• [Your task]
Write each entry out again exactly as it was given.

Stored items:
..........

PR #412, opened 2017-08-20
Add @daehyunjimmy to CODEOWNERS.

romandev:
There will be a lot of pull requests in each modules but we don't have enough
owners for review process. So, we make the following people become temporary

..........

• [Task answer]
PR #412, opened 2017-08-20
Add @daehyunjimmy to CODEOWNERS.

romandev:
There will be a lot of pull requests in each modules but we don't have enough
owners for review process. So, we make the following people become temporary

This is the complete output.